About the Timestamp Converter
This timestamp converter turns a Unix epoch value into a human-readable date and back again. Paste a timestamp in seconds or milliseconds and it shows the ISO 8601 string, the UTC and local representations and the day of the week. Paste a date and it gives you the epoch value. Leave it blank to get the current time.
Unix time counts the seconds since 1 January 1970 UTC and is the standard way computers store moments in time, so converting it to something readable is a constant developer chore. Everything runs in your browser — nothing is sent to a server — and millisecond timestamps are detected automatically.
How to use it
- Type or paste a Unix timestamp (seconds or milliseconds).

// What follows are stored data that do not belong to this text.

PR #2212, opened 2024-01-03
A faster pandas materializer

htahir1:
## Describe changes

I create a faster pandas materializer that uses `snappy` and chunks to write to disk. This works better in cases where the dataframe is >10000 rows of data. I have ensured that it is backwards compatible and not a breaking change, however I have not tested the case of backwards compatibility myself (Some help here is appreciated).

This materializer has been tested manually on a S3 artifact store.

## Pre-requisites

## Types of changes

## Summary by CodeRabbit

- **New Features**
  - Introduced environment variables specific to the Pandas materializer for enhanced configuration.
  - Added support for chunked parquet file handling in the Pandas materializer, improving performance for large datasets.

- **Documentation**
  - Updated the advanced guide with instructions for setting environment variables in DockerSettings.
  - Corrected documentation links for better user navigation.

- **Bug Fixes**
  - Adjusted default compression settings for parquet files to optimize storage and access efficiency.

### DIFF
--- a/src/zenml/materializers/pandas_materializer.py
+++ b/src/zenml/materializers/pandas_materializer.py
@@ -20,10 +20,10 @@ import pandas as pd
 
 from zenml.enums import ArtifactType, VisualizationType
 from zenml.io import fileio
-from zenml.utils import io_utils
 from zenml.logger import get_logger
 from zenml.materializers.base_materializer import BaseMaterializer
 from zenml.metadata.metadata_types import DType, MetadataType
+from zenml.utils import io_utils
 
 logger = get_logger(__name__)
 
@@ -36,7 +36,7 @@ CHUNK_SIZE = os.getenv("ZENML_PANDAS_CHUNK_SIZE", 100000)
 CSV_FILENAME = "df.csv"
 
 
-class FastPandasMaterializer(BaseMaterializer):
+class PandasMaterializer(BaseMaterializer):
     """Materializer to read data to and from pandas fast."""
 
     ASSOCIATED_TYPES: ClassVar[Tuple[Type[Any], ...]] = (
@@ -89,10 +89,14 @@ class FastPandasMaterializer(BaseMaterializer):
                 dfs = []
 
                 # Read the length of the dataframe from the metadata file
-                len_df = int(io_utils.read_file_contents_as_string(self.metadata_path))
-                
+                len_df = int(
+                    io_utils.read_file_contents_as_string(self.metadata_path)
+                )
+
                 for i in range(0, len_df, CHUNK_SIZE):
-                    with fileio.open(f"{self.parquet_path}_{i//CHUNK_SIZE}", mode="rb") as f:
+                    with fileio.open(
+                        f"{self.parquet_path}_{i//CHUNK_SIZE}", mode="rb"
+                    ) as f:
                         dfs.append(pd.read_parquet(f))
 
                 # concatenate all the dataframes to one
@@ -158,13 +162,19 @@ class FastPandasMaterializer(BaseMaterializer):
 
         if self.pyarrow_exists:
             # Write the length of the dataframe to a file for later user
-            io_utils.write_file_contents_as_string(self.metadata_path, len(df))
-            
+            io_utils.write_file_contents_as_string(
+                self.metadata_path, str(len(df))
+            )
+
             # Write the dataframe to a parquet file in chunks
             for i in range(0, len(df), CHUNK_SIZE):
-                chunk = df.iloc[i:i+CHUNK_SIZE]
-                with fileio.open(f"{self.parquet_path}_{i//CHUNK_SIZE}", mode="wb") as f:
-                    chunk.to_parquet(f, compression=COMPRESSION_TYPE, engine="pyarrow")
+                chunk = df.iloc[i : i + CHUNK_SIZE]
+                with fileio.open(
+                    f"{self.parquet_path}_{i//CHUNK_SIZE}", mode="wb"
+                ) as f:
+                    chunk.to_parquet(
+                        f, compression=COMPRESSION_TYPE, engine="pyarrow"
+                    )
         else:
             with fileio.open(self.csv_path, mode="wb") as f:
                 df.to_csv(f, index=True)
--- a/src/zenml/materializers/pandas_materializer.py
+++ b/src/zenml/materializers/pandas_materializer.py
@@ -1,4 +1,4 @@
-#  Copyright (c) ZenML GmbH 2021. All Rights Reserved.
+#  Copyright (c) ZenML GmbH 2024. All Rights Reserved.
 #
 #  Licensed under the Apache License, Version 2.0 (the "License");
 #  you may not use this file except in compliance with the License.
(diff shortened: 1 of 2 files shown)


htahir1:
@coderabbitai review

schustmi (approved):

src/zenml/materializers/pandas_materializer.py
```diff
@@ -77,7 +82,36 @@ def load(self, data_type: Type[Any]) -> Union[pd.DataFrame, pd.Series]:
...
+                )
+
+                for i in range(0, len_df, CHUNK_SIZE):
+                    with fileio.open(
+                        f"{self.parquet_path}_{i//CHUNK_SIZE}", mode="rb"
+                    ) as f:
+                        dfs.append(pd.read_parquet(f))
+
+                # concatenate all the dataframes to one
+                df = pd.concat(dfs)
```
safoinme, line 103: does `df.concat(dfs)` uses memory? will it be a problem in the case of a very large dataframe?

safoinme (approved):

src/zenml/materializers/pandas_materializer.py
htahir1: Hmm wouldn’t be more of a problem than what was currently status quo :)

src/zenml/materializers/pandas_materializer.py
```diff
@@ -23,17 +23,21 @@
...
+COMPRESSION_TYPE = os.getenv("ZENML_PANDAS_COMPRESSION_TYPE", "snappy")
+# Get the chunk size from the environment variable
+CHUNK_SIZE = int(os.getenv("ZENML_PANDAS_CHUNK_SIZE", "100000"))
 
 CSV_FILENAME = "df.csv"
 
 
 class PandasMaterializer(BaseMaterializer):
-    """Materializer to read data to and from pandas."""
+    """Materializer to read data to and from pandas fast."""
```
bcdurak, line 40: 🤣

src/zenml/materializers/pandas_materializer.py
strickvl: @coderabbitai what do you think? is there a better way of doing this?

src/zenml/materializers/pandas_materializer.py
```diff
@@ -23,17 +23,21 @@
 from zenml.logger import get_logger
 from zenml.materializers.base_materializer import BaseMaterializer
 from zenml.metadata.metadata_types import DType, MetadataType
+from zenml.utils import io_utils
 
 logger = get_logger(__name__)
 
-PARQUET_FILENAME = "df.parquet.gzip"
-COMPRESSION_TYPE = "gzip"
+PARQUET_FILENAME = "df.parquet"
```
bcdurak, line 30: Doesn't this break the functionality where there is an artifact saved as a parquet file with the old materializer, and people upgrade their ZenML version?

In more detail, in this case, the `load` function would check:
- if the metadata file exists and would skip,
- then it would check whether the parquet file exists and since the filename has changed would skip again,
- finally, would try to load a csv file and fail.

bcdurak (changes requested):
Left a comment regarding the backward compatibility.

src/zenml/materializers/pandas_materializer.py
htahir1: No guys we dont need to touch this, of course we have to hold the dataframe in memory... thats what materialization means right?

src/zenml/materializers/pandas_materializer.py
htahir1: > then it would check whether the parquet file exists and since the filename has changed would skip again,

It would check if the parquet files exists and would not skip as it would exist

bcdurak: Since it was generated by the old materializer, the filepath of the old artifact would be `self.uri/df.parquet.gzip`. But the new materializer will look for it on `self.uri/df.parquet`. or am I missing something?

strickvl:
@htahir1 My bigger question is around the specific use case that triggered this PR. In some tests I ran, materializing (saving and loading), was twice as slow on this branch when compared to what we already have. (Details in the table, but the key comparison is 28-million-row dataframe materialized to a GCP artifact store). (It works a *little* bit faster in the local artifact store case, which is what we'd want / expect).

CleanShot 2024-01-04 at 13 56 11@2x

Probably the repeated saving (at the 100K chunk size that we specify here) that causes the slowdown. In any case, presumably we want this to work faster in the remote artifact store case?

The code used for these tests:

```python
import pandas as pd
import numpy as np
from datetime import datetime, timedelta


@step(enable_cache=False)
def save_df(num_rows: int = 10000) -> pd.DataFrame:
    """Reads the data from the source."""
    data = {
        "ID": range(1, num_rows + 1),
        "Value": np.random.rand(num_rows),  # Random float values
        # Create dates cycling through a year to avoid 'date value out of range' error
        "Date": [datetime.now() - timedelta(days=x % 365) for x in range(num_rows)],
    }
    return pd.DataFrame(data)


@step(enable_cache=False)
def read_df(df: pd.DataFrame) -> pd.DataFrame:
    """Reads the data from the source."""
    return df


@pipeline(enable_cache=False)
def my_pipeline():
    # df = save_df()  # 10k rows
    # df = save_df(num_rows=1000000)  # 1M rows
    df = save_df(num_rows=28000000)  # 28M rows
    reloaded_df = read_df(df=df)


my_pipeline()
```

strickvl:
Parallelising the chunk saving (i.e. fanning out the saving of the artifacts to multiple threads) brings a decent improvement to the process, though then we run the risk of overwhelming the users' machines. WDYT?

CleanShot 2024-01-04 at 14 37 54@2x

```python
def save_chunk(self, df, start, chunk_size, path, compression):
        """Save a chunk of the dataframe to a parquet file."""
        chunk = df.iloc[start : start + chunk_size]
        with fileio.open(path, mode="wb") as f:
            chunk.to_parquet(f, compression=compression)

    def save(self, df: Union[pd.DataFrame, pd.Series]) -> None:
        """Writes a pandas dataframe or series to the specified filename in parallel chunks."""
        if isinstance(df, pd.Series):
            df = df.to_frame(name="series")

        if self.pyarrow_exists:
            # Write the length of the dataframe to a file for later use
            io_utils.write_file_contents_as_string(
                self.metadata_path, str(len(df))
            )

            # Define the maximum number of threads
            # Fallback to 10 if cpu_count is None
            max_workers = os.cpu_count() or 10

            # Prepare the thread pool for parallel writes
            with concurrent.futures.ThreadPoolExecutor(
                max_workers=max_workers
            ) as executor:
                futures = []
                for i in range(0, len(df), CHUNK_SIZE):
                    chunk_path = f"{self.parquet_path}_{i//CHUNK_SIZE}"
                    # Submit the chunk-saving task to the executor
                    futures.append(
                        executor.submit(
                            self.save_chunk,
                            df,
                            i,
                            CHUNK_SIZE,
                            chunk_path,
                            COMPRESSION_TYPE,
                        )
                    )

                # Wait for all futures to complete
                for future in concurrent.futures.as_completed(futures):
                    # Check for exceptions and handle them if necessary
                    future.result()
        else:
            with fileio.open(self.csv_path, mode="wb") as f:
                df.to_csv(f, index=True)
```

strickvl:
Reducing the number of workers to be no more than the # of CPU cores on the machine (i.e. 16 on my machine) made it even faster. So almost at twice as fast as the original implementation on this PR, but it's still quite a bit slower than the original `gzip` implementation.

CleanShot 2024-01-04 at 14 59 30@2x

htahir1:
Closing due to @strickvl 's results, lets table it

- Or paste a date string like 2026-06-27 to convert the other way.
- Leave the field empty and press 'use now' for the current time.
- Read the epoch, ISO 8601, UTC and local values.
Examples
- Convert 1700000000 to a readable date.
- Find the Unix timestamp for a given calendar date.
- Get the current epoch time in seconds and milliseconds.
Frequently asked questions
What is a Unix timestamp?
It is the number of seconds elapsed since 00:00:00 UTC on 1 January 1970 (the Unix epoch), ignoring leap seconds. It is a compact, timezone-independent way to represent a moment in time.
Seconds or milliseconds — how does it know?
Timestamps with 12 or more digits are treated as milliseconds; shorter values are treated as seconds. Both are shown in the output regardless.
Does it handle my local timezone?
Yes. The output shows both the UTC value and a 'local' value rendered in your device's timezone.
Does my input leave the browser?
No. The conversion runs entirely client-side in JavaScript; nothing is sent to a server.